Amends the Non-Domestic Rating Contributions (England) Regulations 1992 for financial years from April 2010, adjusting special authorities' contributions by a £10 million reduction for 2010-11, updating multiplier rates, and revising percentage contribution rates for different local authority types (metropolitan districts 1.2%, certain county/district councils 0.9%, non-metropolitan district councils 0.6%, inner London/City of London 0.9%, outer London boroughs 1.3%).

Reason

This regulation perpetuates the non-domestic rating (business rates) system, a distortionary tax on commercial property that increases costs for businesses and is passed through to consumers.

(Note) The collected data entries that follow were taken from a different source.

PR #2116, opened 2026-08-12
fix: align public source schema path safety

jiangmuran:
## Summary
- reject traversal, absolute, and protocol-style local paths in the public source schema
- align schema acceptance with the existing dependency-free runtime path normalizer
- add a focused parity matrix covering safe relative paths and unsafe slash/backslash variants

## Validation
- `python3 -m unittest tests.test_source_schema_contract tests.test_public_sources`
- validated the current `sources/public-sources.json` with `Draft202012Validator`
- `Draft202012Validator.check_schema(schema)`
- `git diff --check`

PR #2215, opened 2026-08-12
fix: contain resolved public source paths

jiangmuran:
## Problem

The public-source index validator rejects absolute paths and lexical `..`, but checks `(repo_root / path).is_file()` without verifying the resolved target remains inside the repository. A repository-local symlink can therefore make an indexed `path` point to an arbitrary file outside the public repository while validation reports `ok: true`.

Minimal reproduction on current `main`:

```bash
ln -s /outside/location local
# sources/public-sources.json contains path: local/evidence.txt
python3 scripts/validate_sources.py --json
# reports PASS when /outside/location/evidence.txt exists
```

## Change

Resolve each normalized local source path, require the result to remain under the resolved repository root, then perform the existing regular-file check. Ordinary repository files and links whose targets remain inside the repository continue to validate.

## Verification

- `python3 -m unittest tests.test_public_sources -v` - 6 passed
- regression covers a directory symlink resolving to an existing file outside the temporary repository
- `python3 -m py_compile scripts/validate_sources.py tests/test_public_sources.py`
- `git diff --check`

### DIFF
--- a/scripts/validate_sources.py
+++ b/scripts/validate_sources.py
@@ -153,8 +153,25 @@ def validate_source_item(
             except ValueError as exc:
                 report.add_error(f"{prefix}: {exc}")
             else:
-                if not (repo_root / local_path).is_file():
-                    report.add_error(f"{prefix}: referenced path is missing: {local_path}")
+                try:
+                    resolved = (repo_root / local_path).resolve(strict=True)
+                except FileNotFoundError:
+                    report.add_error(
+                        f"{prefix}: referenced path is missing: {local_path}"
+                    )
+                except (OSError, RuntimeError):
+                    report.add_error(
+                        f"{prefix}: referenced path could not be resolved: {local_path}"
+                    )
+                else:
+                    if not resolved.is_relative_to(repo_root):
+                        report.add_error(
+                            f"{prefix}: referenced path escapes repo: {local_path}"
+                        )
+                    elif not resolved.is_file():
+                        report.add_error(
+                            f"{prefix}: referenced path is missing: {local_path}"
+                        )
 
     if url_value is not None:
         if not isinstance(url_value, str) or not url_value.startswith("https://"):
--- a/tests/test_public_sources.py
+++ b/tests/test_public_sources.py
@@ -136,6 +136,44 @@ class PublicSourcesTests(unittest.TestCase):
             report = validate_source_index(root)
             self.assertTrue(report.ok, report.errors)
 
+    def test_symlinked_local_path_cannot_escape_repo(self) -> None:
+        with tempfile.TemporaryDirectory() as tmp:
+            workspace = Path(tmp)
+            root = workspace / "repo"
+            outside = workspace / "outside"
+            outside.mkdir()
+            (outside / "public-brief.md").write_text(
+                "outside evidence", encoding="utf-8"
+            )
+            root.mkdir()
+            try:
+                (root / "brief").symlink_to(outside, target_is_directory=True)
+            except OSError as exc:
+                self.skipTest(f"symlinks unavailable: {exc}")
+            self.write_json(root, "sources/public-sources.json", VALID_INDEX)
+
+            report = validate_source_index(root)
+
+            self.assertFalse(report.ok)
+            self.assertIn("referenced path escapes repo", "\n".join(report.errors))
+
+    def test_symlink_loop_returns_validation_error(self) -> None:
+        with tempfile.TemporaryDirectory() as tmp:
+            root = Path(tmp)
+            try:
+                (root / "loop-a").symlink_to("loop-b", target_is_directory=True)
+                (root / "loop-b").symlink_to("loop-a", target_is_directory=True)
+            except OSError as exc:
+                self.skipTest(f"symlinks unavailable: {exc}")
+            bad_index = copy.deepcopy(VALID_INDEX)
+            bad_index["sources"][0]["path"] = "loop-a/evidence.md"
+            self.write_json(root, "sources/public-sources.json", bad_index)
+
+            report = validate_source_index(root)
+
+            self.assertFalse(report.ok)
+            self.assertIn("referenced path could not be resolved", "\n".join(report.errors))
+
 
 if __name__ == "__main__":
     unittest.main()


anselasimov-web (commented):
# PR #2215 review draft

- 仓库 / PR：open-city-ai/haidian#2215「fix: contain resolved public source paths」
- 作者：`jiangmuran`
- checked exact head（全长）：`7311be6a0abd43e1e36904888c9c401ccb8ea444`
- merge-base（全长）：`3a3884766a28f67de49460f0709302b03d3e8bbd`
- 判级：**COMMENT**

---

## 拟发表正文（English）

Hi @jiangmuran — I am a **fellow participant, not a maintainer**, with no review or merge authority. Everything below is measured locally and offered for your consideration.

**Exact head reviewed: `7311be6a0abd43e1e36904888c9c401ccb8ea444`** (merge-base `3a3884766a28f67de49460f0709302b03d3e8bbd`, baseline main `f992bdb02ebd4e0dd0009d82ee7847ba4a99eec4`).

The vulnerability is real and I reproduced it exactly as described. I have two findings on the change itself that I think are worth acting on before this lands: **the new regression test does not actually exercise the vulnerability**, and **the fix introduces a crash path that `main` does not have**.

### 1. Reproduction on `main` — confirmed

```
repo/
  local -> /…/outside            (repository-local directory symlink)
  sources/public-sources.json    (path: "local/evidence.txt")
outside/
  evidence.txt
```

```
main  →  {"ok": true,  "errors": [], "source_count": 1}   rc=0
head  →  {"ok": false, "errors": ["sources[0]: referenced path escapes repo: local/evidence.txt"]}   rc=1
```

So `main` really does report `PASS` for an index entry whose content lives outside the public repository. Containment is the right property to add.

I also checked the fix does not over-reach: an in-repo directory symlink and an in-repo relative file symlink, both resolving inside the repository, still validate `ok: true` on the head commit, and the real `sources/public-sources.json` (2 entries under `brief/`) passes identically on both sides.

### 2. The new test does not reproduce the vulnerability

This is the one I would most like you to look at. In `test_symlinked_local_path_cannot_escape_repo`, the fixture writes:

```python
(outside / "private.md").write_text("private", encoding="utf-8")
```

but `VALID_INDEX` references `brief/public-brief.md`. So `repo/brief -> outside`, and the resolved target is `outside/public-brief.md` — **which the fixture never creates**. Measured, with the shipped fixture exactly as written:

| scenario | `main` | head |
|---|---|---|
| `outside/public-brief.md` **absent** (shipped fixture) | `ok=False`, `"referenced path is missing: brief/public-brief.md"` | `ok=False`, `"referenced path escapes repo: …"` |
| `outside/public-brief.md` **present** (the actual vuln) | **`ok=True`, `errors=[]`** | `ok=False`, `"referenced path escapes repo: …"` |

On `main`, the shipped fixture is already rejected — for the wrong reason. `report.ok` is `False` on both sides, so `self.assertFalse(report.ok)` proves nothing there, and the test is discriminating purely on the error **string**. The security-relevant state — a validator returning `ok: true` for an escaping path — is only reachable in the second row, which the test never sets up. The description says the regression "covers a directory symlink resolving to **an existing file** outside the temporary repository", and that is the row that is missing.

Practical consequence: the test would still catch a straight revert (the message differs), so it is not useless — but it would also pass against a change that merely renamed the missing-path error, and it does not document the property you are actually protecting. One line fixes it:

```python
(outside / "public-brief.md").write_text("outside evidence", encoding="utf-8")
```

I verified that with that line added, the test fails on `main` for the right reason (`ok=True`) and passes on your head.

### 3. New crash path: symlink loop raises out of `validate_source_index()`

`Path.resolve()` is not total. With a repository containing `loopa -> loopb -> loopa` and an index entry `loopa/evidence.txt`:

```
main  →  {"ok": false, "errors": ["sources[0]: referenced path is missing: loopa/evidence.txt"]}   rc=1
head  →  Traceback (most recent call last):
           File ".../scripts/validate_sources.py", line 119, in validate_source_item
             resolved = (repo_root / local_path).resolve()
           File "/usr/lib/python3.10/pathlib.py", line 1074, in check_eloop
             raise RuntimeError("Symlink loop from '…/loopa/evidence.txt'")
```

`main`'s `is_file()` swallows `ELOOP` and returns `False`, so it degrades into a normal report line. The head commit propagates a `RuntimeError` through `validate_source_item` → `validate_source_index` → `main()`, none of which catch it. The exit code is still non-zero, so a pure pass/fail gate survives, but `--json` emits **no JSON at all**, and any caller using `validate_source_index()` as a library (as `tests/test_public_sources.py` does) gets an exception instead of a report.

This matters here specifically because the threat model of this PR is a repository that contains attacker-chosen symlinks — a loop is in exactly the same class as the escape you are fixing. Wrapping the resolve, or checking `is_symlink()` first, keeps the failure inside the report:

```python
try:
    resolved = (repo_root / local_path).resolve()
except (OSError, RuntimeError):
    report.add_error(f"{prefix}: referenced path could not be resolved: {local_path}")
else:
    ...
```

### 4. Two smaller notes

**Prior art in the repository.** `scripts/refresh_submission_manifest.py:52-53` already does the same containment with the shorter spelling:

```python
target = (root / Path(*pure.parts)).resolve()
if not target.is_relative_to(root) or not target.is_file():
```

`is_relative_to()` (3.9+) is already used in `validate_manifest_schema.py`, `score_submission.py` and `self_check_submission.py`, so the `try/except ValueError` block could collapse to one condition and match the house style. (Same file also shares the `ELOOP` exposure from §3, if you want to sweep both.)

**Different policy in the intake path.** For untrusted submission packages, `scripts/validate_submission.py` does not contain symlinks — it rejects them outright (`first_symbolic_link()` / `submission_directory_is_safe()`, "symbolic links are not allowed in submission packages"). Containment is the right call for `sources/`, which is maintainer-curated, but it is worth knowing that the two validators now answer the same question differently on purpose.

**Blast radius.** For calibration: `scripts/validate_sources.py` has no caller anywhere in the repository — no workflow, no other script. Only `docs/public-sources.md`, `README.md:280` and `tests/test_public_sources.py` reference it. So this is hardening a documented manual command, not a CI gate.

**Related open PR.** #2116 ("align public source schema path safety") tightens the `path` pattern in `schema/source.schema.json`. Different file, no merge conflict — the two are complementary (schema-level shape check vs. runtime containment), and neither subsumes the other, since a schema pattern cannot see symlinks.

### 5. Regression baseline: clean

| | tests | failures/errors |
|---|---|---|
| `main` f992bdb0 | 404 | 9 |
| head 7311be6a | 405 | 9 |

Identical failure sets line for line (the 9 are the `submissions/`-dependent gallery/prelaunch tests, failing on both sides in my partial checkout). The 6 tests in `tests/test_public_sources.py` pass on the head commit; the new one fails on `main`.

### 6. Heads-up: CI will not run this test

`submission-validation.yml` is `pull_request_target` and checks out `ref: ${{ github.event.repository.default_branch }}` — trusted `main`, never the PR head — and runs only `scripts/github_pr_validation.py`. The only workflow calling `python3 -m unittest` is `gallery-snapshot-maintenance.yml`, which triggers on `push` to `main` / `workflow_dispatch` and runs exactly three fixed modules. `tests/test_public_sources.py` is not among them, so this regression will never be executed by CI, before or after merge. That is the main reason §2 seemed worth writing up at length: manual execution is the only thing standing behind it.

---

Thanks for finding this one — the symlink-escape reasoning is exactly right, and the reproduction sketch in the description mapped cleanly onto a working repro. If §2 and §3 are already on your list, please ignore.

---

## 复核方法备注（内部，不发布）

1. 工作目录 `$HOME/z4_18714`；main 快照对 `git ls-tree -r main` 逐 blob 核对 235/235 一致、0 missing、0 mismatch（submissions/ 30013 条 sparse 跳过）。
2. PR 快照由已核对的 main 快照复制 + `git cat-file blob pr2215:<path>` 覆盖，写盘后二次 `hash-object`：`ed1dbb4c…` / `655e38ce…` OK。
3. 复现用真实 CLI：`python3 scripts/validate_sources.py --repo-root <tmp> --json`，symlink 用 `ln -s "$PWD/outside" repo/local`。
4. §2 的两行表格用一个探针脚本产生：直接 `import validate_sources.validate_source_index`，从 head 版 `tests/test_public_sources.py` 里 `ast.literal_eval` 取出真实的 `VALID_INDEX`（path=`brief/public-brief.md`），分别在 outside 文件存在/不存在两种 fixture 下跑 main 与 head 四种组合。
5. §3 的 loop：`ln -s loopb loopa; ln -s loopa loopb`，Python 3.10.12，`pathlib.py:1074 check_eloop`。
6. 误伤检查：repo 内 `inside_link -> real`（目录）与 `sources/rel_link.txt -> ../real/evidence.txt`（相对文件）各一条 + 一条普通文件，两侧均 ok:true。
7. 全量基线：39 个 `tests.test_*` 模块，两侧 FAIL/ERROR 排序后 `diff` 为空。
8. 未发布任何 GitHub 内容；gh 仅用于 `api GET` / `pr view` / `pr list`。

jiangmuran:
Rebased onto current `main@f1a58798c` as exact head `06534e6e7ef549df86d6a53fb46a7cffc0e17ac3` and addressed both review findings.

- The escape regression now creates the exact referenced `outside/public-brief.md`, so current main passes the vulnerable fixture and this head rejects it for the containment reason.
- Resolution uses `resolve(strict=True)`: ordinary absent targets retain the existing missing-path message, while `OSError`/`RuntimeError` (including a symlink loop) become a structured `referenced path could not be resolved` error. The loop CLI returns rc=1 with parseable JSON and empty stderr instead of raising.
- A repository-internal symlink resolving to an in-repo file remains valid.

Verification:
- `python3 -m unittest tests.test_public_sources -v` (11 passed)
- `python3 scripts/validate_sources.py --json` (current index PASS, 2 sources)
- dedicated loop CLI JSON and in-repo symlink probes
- `python3 -m py_compile scripts/validate_sources.py tests/test_public_sources.py`
- `git diff --check upstream/main...HEAD`

anselasimov-web (commented):
- Repo / PR: open-city-ai/haidian#2215 "fix: contain resolved public source paths"
- Author: `jiangmuran`
- checked exact head (full 40): `06534e6e7ef549df86d6a53fb46a7cffc0e17ac3`
- my previous review was on head (full 40): `7311be6a0abd43e1e36904888c9c401ccb8ea444` (COMMENTED, 2026-08-12T19:09:43Z)
- baseline main used for every measurement below (full 40): `233853bfdfdd7309f1f6e8de616a94c052f89235`
  (re-checked at 2026-08-16T11:22Z: main had advanced to `9e63df8c5865601d429cbd9d5e79b18bce7c29c6`,
   but `scripts/validate_sources.py` and `tests/test_public_sources.py` are byte-identical between the two,
   so all numbers below still apply)
- PR state at check time: open, `mergeable=true`, `submission-validation` = success (started 2026-08-16T10:32:39Z)
- Env: Python 3.10.12, GNU/Linux. Every `sha256` below is the SHA-256 hex digest.
- suggested_state: **COMMENT**

---

## Body to post (English)

**Checked exact head: `06534e6e7ef549df86d6a53fb46a7cffc0e17ac3`**, against main `233853bfdfdd7309f1f6e8de616a94c052f89235`. My previous comment was on `7311be6a0abd43e1e36904888c9c401ccb8ea444`.

Short version: **all three of my previous points are resolved**, and I could not reproduce any of them on this head. One measured detail and one scope note follow.

### 1. Previous §2 — the regression test now actually reaches the vulnerable state. Confirmed.

The fixture now creates the file the index points at:

```python
(outside / "public-brief.md").write_text("outside evidence", encoding="utf-8")
```

I ran your `tests/test_public_sources.py` from this head against **main's** `scripts/validate_sources.py`:

```
FAIL: test_symlinked_local_path_cannot_escape_repo
  AssertionError: True is not false
```

That is the right failure: on main the validator returns `ok=True` for an index entry whose resolved target is outside the repository. Previously the shipped fixture failed on main for the wrong reason ("referenced path is missing"), so `assertFalse(report.ok)` proved nothing. It now discriminates on the security-relevant state rather than on an error string.

### 2. Previous §3 — the symlink-loop crash path is gone. Confirmed.

`resolve()` is now wrapped, and `FileNotFoundError` is separated from the rest:

```
repo with loop-a -> loop-b -> loop-a, index entry "loop-a/evidence.txt"

main   -> rc=1  {"ok": false, "errors": ["sources[0]: referenced path is missing: loop-a/evidence.txt"]}
head   -> rc=1  {"ok": false, "errors": ["sources[0]: referenced path could not be resolved: loop-a/evidence.txt"]}
```

No traceback, valid JSON on `--json`, and `validate_source_index()` still returns a report to library callers. The new `test_symlink_loop_returns_validation_error` fails on main for the right reason (message differs, no exception), so it is a genuine regression test.

### 3. Previous §4 — house style adopted.

The `try/except ValueError` around `relative_to()` collapsed into `resolved.is_relative_to(repo_root)`, matching `refresh_submission_manifest.py:53`, `validate_manifest_schema.py`, `finalize_submission.py` and 7 other call sites on main. I checked the one thing that could have gone wrong here: `validate_source_index()` does `repo_root = repo_root.resolve()` on entry, so `resolved` and `repo_root` are both fully resolved and the comparison is sound even when `--repo-root` is relative or reached through a symlink. Measured:

```
repo root passed as a symlink to the real directory
  main -> rc=0 ok:true      head -> rc=0 ok:true    (no false positive)
```

### 4. Full behaviour matrix I ran (real CLI, `--json`)

| scenario | main `233853bfdfdd7309f1f6e8de616a94c052f89235` | head `06534e6e7ef549df86d6a53fb46a7cffc0e17ac3` |
|---|---|---|
| escaping directory symlink, target file **present** | rc=0 `ok:true` **(the bug)** | rc=1 `referenced path escapes repo` |
| escaping directory symlink, target file **absent** | rc=1 `referenced path is missing` | rc=1 `referenced path is missing` |
| symlink loop `loop-a -> loop-b -> loop-a` | rc=1 `referenced path is missing` | rc=1 `referenced path could not be resolved` |
| in-repo dir symlink + in-repo relative file symlink + plain file | rc=0 `ok:true` | rc=0 `ok:true` |
| repo root itself reached via symlink | rc=0 `ok:true` | rc=0 `ok:true` |
| real `sources/public-sources.json` (2 entries under `brief/`) | rc=0 `ok:true` | rc=0 `ok:true` |

No over-reach that I could find.

### 5. Regression baseline: clean

43 `tests.test_*` modules, same tree, same interpreter, only the two files swapped:

| | tests | failures | errors |
|---|---|---|---|
| main `233853bfdfdd7309f1f6e8de616a94c052f89235` | 481 | 19 | 170 |
| head `06534e6e7ef549df86d6a53fb46a7cffc0e17ac3` | 483 | 19 | 170 |

The failure/error sets are line-for-line identical (`diff` empty); they are all artefacts of my partial checkout (no `submissions/` corpus), present on both sides. The delta is exactly your two new tests. Within `tests/test_public_sources.py` alone: main 9 tests OK, head 11 tests OK.

### 6. Scope note: main absorbed part of this PR already

Since my last comment, main picked up the module docstring, the `argparse` help strings, the `copy.deepcopy` refactor and four of the extra cases (`test_invalid_type_fails`, `test_invalid_public_status_fails`, `test_source_without_url_or_path_fails`, `test_https_url_passes_without_local_path`). Diffed against **current** main, this PR is now exactly:

- `scripts/validate_sources.py`: the 17-line resolve/containment block
- `tests/test_public_sources.py`: the two symlink tests

which is a noticeably tighter diff than what GitHub shows against the recorded base. Nothing conflicts — I applied both files onto current main and everything above ran from that tree.

### 7. One small residual (message precision only, not a hole)

Because `resolve(strict=True)` raises before containment is evaluated, an escaping symlink whose target does **not** exist is reported as `referenced path is missing` rather than `referenced path escapes repo` (row 2 of the matrix). Both are `ok:false`, rc=1, so there is no gap in the property you are protecting — only the diagnostic is less specific in that one case. Mentioning it in case you want the message to name the actual reason; ignoring it is entirely reasonable.

### 8. Fact on record: CI still does not execute this test

Re-verified on current main. `submission-validation.yml` is `pull_request_target`, checks out `ref: ${{ github.event.repository.default_branch }}` and runs only `scripts/github_pr_validation.py`. The only workflow invoking `python3 -m unittest` is `gallery-snapshot-maintenance.yml` (on `push` to `main` / `workflow_dispatch`), and its module list is fixed:

```
tests.test_submissions_gallery
tests.test_prelaunch_check
tests.test_gallery_snapshot_maintenance_workflow
```

`tests/test_public_sources.py` is not among them, and no workflow references `validate_sources` at all. The green check on this head does not cover these tests.

### Reproduction

```bash
git fetch origin pull/2215/head:pr2215
git checkout pr2215

# 1. the vulnerability, on main's validator
mkdir -p /tmp/esc/outside /tmp/esc/repo/sources
echo "secret" > /tmp/esc/outside/evidence.txt
ln -s /tmp/esc/outside /tmp/esc/repo/local
cat > /tmp/esc/repo/sources/public-sources.json <<'EOF'
{"version":1,"sources":[{"id":"esc-001","title":"t","type":"brief","path":"local/evidence.txt",
"publisher":"p","published_at":"2026-05-15","public_status":"public-draft","citation":"c",
"usage_note":"u","risk_note":"r"}]}
EOF
python3 scripts/validate_sources.py --repo-root /tmp/esc/repo --json ; echo rc=$?

# 2. symlink loop
mkdir -p /tmp/loop/sources
ln -s loop-b /tmp/loop/loop-a ; ln -s loop-a /tmp/loop/loop-b
sed 's/esc-001/loop-001/; s#local/evidence.txt#loop-a/evidence.txt#' \
  /tmp/esc/repo/sources/public-sources.json > /tmp/loop/sources/public-sources.json
python3 scripts/validate_sources.py --repo-root /tmp/loop --json ; echo rc=$?

# 3. do the new tests fail on main? (swap in main's validator, keep the PR tests)
git show main:scripts/validate_sources.py > scripts/validate_sources.py
python3 -m unittest tests.test_public_sources
```

---

Thanks for taking all three points — the one-line fixture fix, the `except (OSError, RuntimeError)` branch and the `is_relative_to()` cleanup are exactly what I had measured, and the two new tests both fail on main for the correct reason, which is the part that actually matters. I have no comment on design trade-offs here. If §7 is already on your list, please ignore this.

The arbitrary percentage variations between authority types (0.6% to 1.3%) lack economic justification and create unequal competitive conditions across regions. The £10 million reduction is a political concession, not a structural reform. Business rates suppress investment, distort property values, and hinder economic dynamism — particularly harmful post-Brexit when Britain should be reducing the cost burden on enterprise to compete globally.